What is the role of the OS? • Role #2: Resource coordinator (I.e., manager) • Advantages of resource coordinator • Virtualize resources so multiple users or applications can share • Protect applications from one another • Provide efficient and fair access to resources • Challenges • What are the correct mechanisms? • What are the correct policies?

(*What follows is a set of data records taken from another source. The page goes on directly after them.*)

Issue #448, opened 2023-05-20
how can we set the output `index.d.ts` file to be `index.d.cts` for the `cjs` format instead?


mesqueeb:
### currently

With this plugin I generate `index.cjs` via rollup and this plugin generates the `index.d.ts` next to it.

### desired

how can I set the generated `index.d.ts` file to be called `index.d.cts` instead?

### Versions

```text
  System:
    OS: macOS 13.3.1
    CPU: (8) arm64 Apple M2
    Memory: 309.73 MB / 24.00 GB
    Shell: 3.6.0 - /opt/homebrew/bin/fish
  Binaries:
    Node: 16.20.0 - /usr/local/bin/node
    Yarn: 1.22.19 - /usr/local/bin/yarn
    npm: 8.19.4 - /usr/local/bin/npm
  npmPackages:
    rollup: ^3.22.0 => 3.22.0
    rollup-plugin-typescript2: ^0.34.1 => 0.34.1
    typescript: ^5.0.4 => 5.0.4
```

<details>
  <summary><h4><code>rollup.config.js</code></h4>: </summary>

```js
import typescript from 'rollup-plugin-typescript2'
import pkg from '../package.json' assert { type: 'json' }

export default {
  input: 'src/index.ts',
  output: [
    { file: pkg.exports['.'].require.default, format: 'cjs' },
    { file: pkg.exports['.'].import.default, format: 'esm' },
  ],
  external: Object.keys(pkg.dependencies || []),
  plugins: [typescript({ tsconfigOverride: { exclude: ['test/**/*'] } })],
}

```

</details>

<details>
  <summary><h4><code>tsconfig.json</code></h4>: </summary>

```json5
{
  "compilerOptions": {
    "allowJs": false,
    "baseUrl": ".",
    "declaration": true,
    "downlevelIteration": true,
    "esModuleInterop": true,
    "isolatedModules": true,
    "lib": ["esnext", "DOM", "DOM.Iterable"],
    "module": "esnext",
    "moduleResolution": "node",
    "noImplicitReturns": true,
    "noUnusedLocals": true,
    "skipLibCheck": true,
    "sourceMap": true,
    "strict": true,
    "target": "es2019",
    "useDefineForClassFields": true
  },
  "include": ["src/**/*", "test/**/*"]
}

```

</details>

<details>
  <summary><h4><code>package.json</code></h4>: </summary>

```json
  "sideEffects": false,
  "type": "module",
[...]

Issue #446, opened 2023-05-19
`Unexpected token` when importing `*.d.cts` or `*.d.mts` files


phun-ky:
## Troubleshooting

1. Does `tsc` have the same output? If so, please explain why this is incorrect behavior

    N/A

1. Does your Rollup plugin order match [this plugin's compatibility](https://github.com/ezolenko/rollup-plugin-typescript2#compatibility)? If not, please elaborate

    yes

1. Can you create a [minimal example](https://stackoverflow.com/help/minimal-reproducible-example) that reproduces this behavior? Preferably, use [this environment](https://stackblitz.com/edit/rpt2-repro) for your reproduction
    

    https://stackblitz.com/edit/rpt2-repro-3j5vny?file=src%2Findex.ts,package.json,src%2Flib%2Findex.ts,README.md,tsconfig.json

## What happens and why it is incorrect

Error is thrown, should have support for `*.cts`/`*.mts` files

```
[!] (plugin rpt2) RollupError: Unexpected token (Note that you need plugins to import files that are not JavaScript)
../../node_modules/helmet/index.d.cts (3:5)
1: import {IncomingMessage, ServerResponse} from "http"
2: 
3: type ContentSecurityPolicyDirectiveValueFunction = (req: IncomingMessage, res: ServerResponse) => string
        ^
4: type ContentSecurityPolicyDirectiveValue = string | ContentSecurityPolicyDirectiveValueFunction
5: interface ContentSecurityPolicyOptions {

    at error (/home/alexander/Workspace/company/internal/devplatform-server-api/node_modules/rollup/dist/shared/rollup.js:279:30)
    at Module.error (/home/alexander/Workspace/company/internal/devplatform-server-api/node_modules/rollup/dist/shared/rollup.js:13947:16)
    at Module.tryParse (/home/alexander/Workspace/company/internal/devplatform-server-api/node_modules/rollup/dist/shared/rollup.js:14658:25)
    at Module.setSource (/home/alexander/Workspace/company/internal/devplatform-server-api/node_modules/rollup/dist/shared/rollup.js:14260:39)
    at ModuleLoader.addModuleSource (/home/alexander/Workspace/company/internal/devplatform-server-api/node_modules/rollup/dist/shared/rollup.js:24225:20)
```
```
[!] (plugin rpt2) RollupError: Unexpected token (Note that you need plugins to import files that are not JavaScript)
../../node_modules/helmet/index.d.mts (3:5)
[...]

PR #451, opened 2023-06-20
cts/mts support

ezolenko:
## Summary

Fix for #446

## Details

Adding cts/mts to the known filetypes


src/index.ts
```diff
@@ -274,7 +274,7 @@ const typescript: PluginImpl<RPT2Options> = (options) =>
 			// Rollup can't see these otherwise, because they are "emit-less" and produce no JS
 			if (result.references && supportsThisLoad) {
 				for (const ref of result.references) {
-					if (ref.endsWith(".d.ts"))
```
agilgur5, line 277: So I believe I _intentionally_ wrote this as hard-coded, to match [this line](https://github.com/ezolenko/rollup-plugin-typescript2/blob/68017aeb9eb81f9473bfe037ece52a837c1986b5/src/index.ts#L210) in `resolveId`. `filter` is still called after that line. 

I believe the intent of that is that rpt2 should _never_ resolve declarations, even if a user overrides the `exclude`.

In the branch I mentioned in https://github.com/ezolenko/rollup-plugin-typescript2/issues/446#issuecomment-1625859100, similar to `resolveId`, I do _both_ a declaration check _and_ then a `filter` check. I then had a [follow-up commit](https://github.com/agilgur5/rollup-plugin-typescript2/commit/15bd6ec3bbf448aac7c02d69c3a360a256724fa3) to refactor those checks into a single function to always be equivalent.

Let me make a PR for that. I'll expand that function to also check all current declaration extensions (i.e. `.d.ts` _as well as_ `.d.cts` and `.d.mts`)

agilgur5: Added #456 to fix that

src/index.ts
```diff
@@ -95,8 +95,8 @@ const typescript: PluginImpl<RPT2Options> = (options) =>
 			verbosity: VerbosityLevel.Warning,
 			clean: false,
 			cacheRoot: findCacheDir({ name: "rollup-plugin-typescript2" }),
-			include: ["*.ts+(|x)", "**/*.ts+(|x)"],
```
agilgur5, line 98: I think we need to modify [the TS emit output conversion](https://github.com/ezolenko/rollup-plugin-typescript2/blob/68017aeb9eb81f9473bfe037ece52a837c1986b5/src/tscache.ts#L38) to also handle `.d.cts`, `.d.mts` and their respective mappings. I _assume_ that TS would take a CTS file and output `.cjs`, `d.cts`, and `d.cts.map` files, which we would not handle correctly right now.

We should also definitely have integration tests for CTS / MTS, especially to validate that assumption above^

ezolenko: Yeah it would fix #448 too

agilgur5: Oh I didn't even think about that, but it would indeed fix #448. There is a slight problem there with declarations though; Rollup cannot convert them between `.d.cts` and `.d.mts`, so they are limited to the user's original module format. I'll detail that more in the issue itself.

agilgur5: For the emit output conversion, I looked up the source code and indeed `OutputFile` now has some new extensions:
- [`.mjs` + `.cjs`](https://github.com/microsoft/TypeScript/blob/d8585688dd1bc8d82b7b5daab9af83ae1e3de197/src/compiler/emitter.ts#L576)
- [`.d.cts`, `.d.mts`](https://github.com/microsoft/TypeScript/blob/d8585688dd1bc8d82b7b5daab9af83ae1e3de197/src/compiler/utilities.ts#L6229)
- `.map` files of those are just [appended](https://github.com/microsoft/TypeScript/blob/d8585688dd1bc8d82b7b5daab9af83ae1e3de197/src/compiler/emitter.ts#L546) to the existing extension from above

I imagine that with `module` set to output ESM (for Rollup), we'd only see the `.mjs` variants, but testing can confirm that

What Functionality belongs in OS? • No single right answer • Desired functionality depends on outside factors • OS must adapt to both user expectations and technology changes • Change abstractions provided to users • Change algorithms to implement those abstractions • Change low-level implementation to deal with hardware • Current operating systems driven by evolution
History of the OS • Two distinct phases of history • Phase 1: Computers are expensive • Goal: Use computer’s time efficiently • Maximize throughput (I.e., jobs per second) • Maximize utilization (I.e., percentage busy) • Phase 2: Computers are inexpensive • Goal: Use people’s time efficiently • Minimize response time
First commercial systems • 1950s Hardware • Enormous, expensive, and slow • Input/Output: Punch cards and line printers • Goal of OS • Get the hardware working • Single operator/programmer/user runs and debugs interactively • OS Functionality • Standard library only (no sharing or coordination of resources) • Monitor that is always resident; transfer control to programs
First commercial systems • Advantages • Worked and allowed interactive debugging • Problems • Inefficient use of hardware (throughput and utilization)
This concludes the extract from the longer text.